* _TASK INSTRUCTIONS_: Reproduce the opening lines of the records exactly, up to and including the line in which "Some backround: To" occurs.

* _THE DATA_:
"""

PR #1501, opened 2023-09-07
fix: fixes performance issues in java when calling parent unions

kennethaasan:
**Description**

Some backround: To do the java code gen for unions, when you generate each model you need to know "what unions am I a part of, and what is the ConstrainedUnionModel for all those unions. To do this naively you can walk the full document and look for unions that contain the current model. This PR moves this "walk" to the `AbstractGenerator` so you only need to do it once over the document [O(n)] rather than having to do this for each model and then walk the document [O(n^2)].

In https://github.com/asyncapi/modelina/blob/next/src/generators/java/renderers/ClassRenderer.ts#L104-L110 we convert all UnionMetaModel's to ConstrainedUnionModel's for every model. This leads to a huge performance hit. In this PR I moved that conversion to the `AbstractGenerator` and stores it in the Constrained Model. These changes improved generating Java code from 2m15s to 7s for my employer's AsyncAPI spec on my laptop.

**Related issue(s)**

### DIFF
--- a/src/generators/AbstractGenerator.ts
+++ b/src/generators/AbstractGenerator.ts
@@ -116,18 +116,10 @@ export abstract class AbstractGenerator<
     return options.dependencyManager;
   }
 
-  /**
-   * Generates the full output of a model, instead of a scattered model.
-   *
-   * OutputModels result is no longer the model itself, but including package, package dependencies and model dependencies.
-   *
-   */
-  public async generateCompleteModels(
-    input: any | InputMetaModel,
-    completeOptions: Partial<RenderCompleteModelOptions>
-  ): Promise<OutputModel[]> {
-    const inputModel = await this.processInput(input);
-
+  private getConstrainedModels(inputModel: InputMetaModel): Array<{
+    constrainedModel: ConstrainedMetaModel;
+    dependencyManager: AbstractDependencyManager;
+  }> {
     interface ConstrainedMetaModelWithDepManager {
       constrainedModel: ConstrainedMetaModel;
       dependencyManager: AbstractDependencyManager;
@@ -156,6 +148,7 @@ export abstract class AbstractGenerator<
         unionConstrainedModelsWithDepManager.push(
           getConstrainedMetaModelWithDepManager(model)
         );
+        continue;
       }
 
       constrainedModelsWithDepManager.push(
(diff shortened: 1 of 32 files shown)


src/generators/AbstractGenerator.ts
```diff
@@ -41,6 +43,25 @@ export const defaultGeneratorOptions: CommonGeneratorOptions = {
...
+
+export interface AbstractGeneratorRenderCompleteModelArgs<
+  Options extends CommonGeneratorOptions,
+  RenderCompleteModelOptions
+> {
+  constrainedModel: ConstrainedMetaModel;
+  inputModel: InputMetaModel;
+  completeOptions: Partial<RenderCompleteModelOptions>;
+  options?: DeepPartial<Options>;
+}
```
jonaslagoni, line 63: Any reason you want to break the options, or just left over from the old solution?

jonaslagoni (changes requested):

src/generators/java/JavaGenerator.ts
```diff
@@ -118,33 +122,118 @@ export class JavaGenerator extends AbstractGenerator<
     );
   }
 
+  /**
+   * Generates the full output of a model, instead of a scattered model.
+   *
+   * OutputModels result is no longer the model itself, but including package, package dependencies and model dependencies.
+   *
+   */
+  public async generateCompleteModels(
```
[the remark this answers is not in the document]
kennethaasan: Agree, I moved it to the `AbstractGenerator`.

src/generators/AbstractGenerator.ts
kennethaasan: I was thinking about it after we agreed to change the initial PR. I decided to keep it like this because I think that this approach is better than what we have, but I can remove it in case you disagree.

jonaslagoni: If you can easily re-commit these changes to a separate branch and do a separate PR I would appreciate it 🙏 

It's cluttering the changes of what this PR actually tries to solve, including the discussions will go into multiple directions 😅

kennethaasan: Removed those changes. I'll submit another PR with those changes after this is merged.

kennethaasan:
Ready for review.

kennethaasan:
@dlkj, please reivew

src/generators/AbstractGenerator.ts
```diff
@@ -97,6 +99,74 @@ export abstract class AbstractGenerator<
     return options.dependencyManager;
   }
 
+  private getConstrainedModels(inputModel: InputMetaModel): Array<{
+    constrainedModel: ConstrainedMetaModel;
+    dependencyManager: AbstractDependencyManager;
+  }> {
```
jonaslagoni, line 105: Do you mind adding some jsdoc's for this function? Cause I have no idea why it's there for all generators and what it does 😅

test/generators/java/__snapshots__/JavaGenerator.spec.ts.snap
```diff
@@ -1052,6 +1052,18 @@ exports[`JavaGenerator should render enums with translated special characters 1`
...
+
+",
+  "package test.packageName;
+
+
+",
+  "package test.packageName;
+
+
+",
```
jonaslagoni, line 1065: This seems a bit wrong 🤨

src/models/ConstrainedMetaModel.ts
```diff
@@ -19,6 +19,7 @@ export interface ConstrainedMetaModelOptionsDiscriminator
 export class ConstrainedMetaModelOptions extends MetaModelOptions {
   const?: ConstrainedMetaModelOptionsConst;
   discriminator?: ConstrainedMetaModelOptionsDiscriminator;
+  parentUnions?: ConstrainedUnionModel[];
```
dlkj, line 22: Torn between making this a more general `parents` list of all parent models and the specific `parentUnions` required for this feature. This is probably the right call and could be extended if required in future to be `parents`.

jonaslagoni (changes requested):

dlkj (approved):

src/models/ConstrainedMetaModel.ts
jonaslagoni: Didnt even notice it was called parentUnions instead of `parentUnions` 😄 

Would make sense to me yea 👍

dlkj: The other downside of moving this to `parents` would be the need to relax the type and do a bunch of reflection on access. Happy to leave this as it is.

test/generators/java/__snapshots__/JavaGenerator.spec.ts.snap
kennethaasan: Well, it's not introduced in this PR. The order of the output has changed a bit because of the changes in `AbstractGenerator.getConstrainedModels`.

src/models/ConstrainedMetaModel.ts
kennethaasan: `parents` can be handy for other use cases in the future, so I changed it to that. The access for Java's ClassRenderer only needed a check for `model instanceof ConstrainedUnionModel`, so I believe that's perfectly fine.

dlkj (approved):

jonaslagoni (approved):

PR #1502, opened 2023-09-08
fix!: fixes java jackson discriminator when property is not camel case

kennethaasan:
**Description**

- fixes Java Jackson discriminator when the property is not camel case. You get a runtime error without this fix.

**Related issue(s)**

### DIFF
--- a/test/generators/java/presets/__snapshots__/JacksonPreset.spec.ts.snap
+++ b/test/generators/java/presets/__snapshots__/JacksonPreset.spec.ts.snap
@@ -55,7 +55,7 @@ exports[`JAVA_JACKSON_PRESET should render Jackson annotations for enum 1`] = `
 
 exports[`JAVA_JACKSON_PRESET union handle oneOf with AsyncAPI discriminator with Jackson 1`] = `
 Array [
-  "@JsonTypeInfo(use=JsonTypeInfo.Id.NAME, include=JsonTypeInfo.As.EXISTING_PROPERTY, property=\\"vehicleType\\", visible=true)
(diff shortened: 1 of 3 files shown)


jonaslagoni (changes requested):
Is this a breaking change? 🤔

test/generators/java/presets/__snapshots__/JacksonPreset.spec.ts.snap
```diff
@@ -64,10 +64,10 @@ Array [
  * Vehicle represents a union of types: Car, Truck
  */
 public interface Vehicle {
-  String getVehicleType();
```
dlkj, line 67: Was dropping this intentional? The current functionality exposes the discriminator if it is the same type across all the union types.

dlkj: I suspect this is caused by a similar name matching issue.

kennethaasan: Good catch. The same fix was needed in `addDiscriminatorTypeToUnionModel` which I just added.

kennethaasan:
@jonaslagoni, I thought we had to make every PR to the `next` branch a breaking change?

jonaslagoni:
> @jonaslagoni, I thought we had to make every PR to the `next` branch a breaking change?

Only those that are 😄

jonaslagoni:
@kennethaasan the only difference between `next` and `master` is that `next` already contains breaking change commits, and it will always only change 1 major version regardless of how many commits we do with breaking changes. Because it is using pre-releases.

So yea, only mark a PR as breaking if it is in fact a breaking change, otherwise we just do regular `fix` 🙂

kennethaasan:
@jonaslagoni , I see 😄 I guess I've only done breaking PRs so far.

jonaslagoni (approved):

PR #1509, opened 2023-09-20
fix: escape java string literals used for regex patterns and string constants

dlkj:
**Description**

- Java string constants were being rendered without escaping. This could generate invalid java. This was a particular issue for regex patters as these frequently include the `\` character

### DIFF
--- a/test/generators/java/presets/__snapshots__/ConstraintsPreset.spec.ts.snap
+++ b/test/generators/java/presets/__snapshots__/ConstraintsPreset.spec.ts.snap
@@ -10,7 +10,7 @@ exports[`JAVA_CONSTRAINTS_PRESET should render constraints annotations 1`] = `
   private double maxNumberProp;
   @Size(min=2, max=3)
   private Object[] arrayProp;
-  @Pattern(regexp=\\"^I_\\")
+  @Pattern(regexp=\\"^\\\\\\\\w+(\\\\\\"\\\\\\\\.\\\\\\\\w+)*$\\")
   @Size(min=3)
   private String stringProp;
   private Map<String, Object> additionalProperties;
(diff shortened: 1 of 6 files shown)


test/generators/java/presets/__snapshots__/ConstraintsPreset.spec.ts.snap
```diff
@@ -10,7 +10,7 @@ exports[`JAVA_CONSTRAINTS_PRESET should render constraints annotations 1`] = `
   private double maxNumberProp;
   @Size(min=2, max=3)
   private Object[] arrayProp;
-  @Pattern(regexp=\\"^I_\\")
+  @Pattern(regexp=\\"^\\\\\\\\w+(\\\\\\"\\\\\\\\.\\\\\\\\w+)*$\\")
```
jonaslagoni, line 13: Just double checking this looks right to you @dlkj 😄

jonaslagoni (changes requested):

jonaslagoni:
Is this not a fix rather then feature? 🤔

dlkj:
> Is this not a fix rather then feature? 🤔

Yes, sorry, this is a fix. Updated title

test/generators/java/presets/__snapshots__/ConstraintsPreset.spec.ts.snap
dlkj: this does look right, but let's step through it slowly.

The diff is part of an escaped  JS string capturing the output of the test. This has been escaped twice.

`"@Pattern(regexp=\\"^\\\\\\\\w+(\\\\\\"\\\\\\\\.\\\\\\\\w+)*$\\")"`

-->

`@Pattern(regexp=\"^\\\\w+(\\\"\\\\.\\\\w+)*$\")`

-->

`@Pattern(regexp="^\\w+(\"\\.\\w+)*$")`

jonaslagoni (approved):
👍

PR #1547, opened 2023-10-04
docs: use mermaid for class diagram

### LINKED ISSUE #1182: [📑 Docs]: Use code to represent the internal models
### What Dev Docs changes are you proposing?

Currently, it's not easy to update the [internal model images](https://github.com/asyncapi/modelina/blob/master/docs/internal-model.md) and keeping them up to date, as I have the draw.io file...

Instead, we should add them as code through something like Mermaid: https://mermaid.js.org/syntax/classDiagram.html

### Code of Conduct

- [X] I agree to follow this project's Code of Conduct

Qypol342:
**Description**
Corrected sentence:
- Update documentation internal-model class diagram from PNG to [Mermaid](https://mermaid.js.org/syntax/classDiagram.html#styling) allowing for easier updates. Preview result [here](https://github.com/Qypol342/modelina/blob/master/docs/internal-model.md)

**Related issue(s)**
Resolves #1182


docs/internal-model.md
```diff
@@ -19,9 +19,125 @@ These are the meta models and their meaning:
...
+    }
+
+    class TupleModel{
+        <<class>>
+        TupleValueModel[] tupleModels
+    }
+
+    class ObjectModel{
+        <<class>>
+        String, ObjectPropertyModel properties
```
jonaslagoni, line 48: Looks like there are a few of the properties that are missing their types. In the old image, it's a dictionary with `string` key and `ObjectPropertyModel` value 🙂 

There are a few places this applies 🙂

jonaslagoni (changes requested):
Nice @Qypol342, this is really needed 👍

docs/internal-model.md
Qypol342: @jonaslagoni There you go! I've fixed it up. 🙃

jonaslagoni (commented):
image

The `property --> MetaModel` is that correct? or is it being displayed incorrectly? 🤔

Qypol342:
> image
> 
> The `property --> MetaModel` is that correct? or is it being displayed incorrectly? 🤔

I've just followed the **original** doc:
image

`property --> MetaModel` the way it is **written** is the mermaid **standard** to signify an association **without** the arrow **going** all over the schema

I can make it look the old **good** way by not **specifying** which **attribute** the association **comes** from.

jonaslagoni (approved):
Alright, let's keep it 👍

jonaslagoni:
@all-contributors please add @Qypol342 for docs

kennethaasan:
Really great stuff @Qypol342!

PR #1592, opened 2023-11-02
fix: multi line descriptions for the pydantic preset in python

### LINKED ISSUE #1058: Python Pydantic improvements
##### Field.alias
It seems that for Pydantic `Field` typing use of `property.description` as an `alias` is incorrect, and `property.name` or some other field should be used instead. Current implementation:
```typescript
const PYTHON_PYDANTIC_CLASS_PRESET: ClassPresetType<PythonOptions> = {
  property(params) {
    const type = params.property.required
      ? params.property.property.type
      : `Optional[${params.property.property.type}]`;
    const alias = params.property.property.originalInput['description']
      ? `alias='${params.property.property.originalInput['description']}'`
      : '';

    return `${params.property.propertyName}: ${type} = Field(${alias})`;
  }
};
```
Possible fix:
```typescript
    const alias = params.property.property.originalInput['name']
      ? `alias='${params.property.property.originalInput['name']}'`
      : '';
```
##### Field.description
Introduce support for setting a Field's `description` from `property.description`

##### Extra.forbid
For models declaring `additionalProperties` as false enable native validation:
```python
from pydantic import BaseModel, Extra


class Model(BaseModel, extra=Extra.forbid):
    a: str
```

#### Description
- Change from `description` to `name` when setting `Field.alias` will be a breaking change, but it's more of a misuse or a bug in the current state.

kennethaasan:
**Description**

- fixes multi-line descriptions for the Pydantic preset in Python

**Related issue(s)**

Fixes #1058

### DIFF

"""

* _RESPONSE TO THE TASK_:
PR #1501, opened 2023-09-07
fix: fixes performance issues in java when calling parent unions

kennethaasan:
**Description**

Some backround: To do the java code gen for unions, when you generate each model you need to know "what unions am I a part of, and what is the ConstrainedUnionModel for all those unions. To do this naively you can walk the full document and look for unions that contain the current model. This PR moves this "walk" to the `AbstractGenerator` so you only need to do it once over the document [O(n)] rather than having to do this for each model and then walk the document [O(n^2)].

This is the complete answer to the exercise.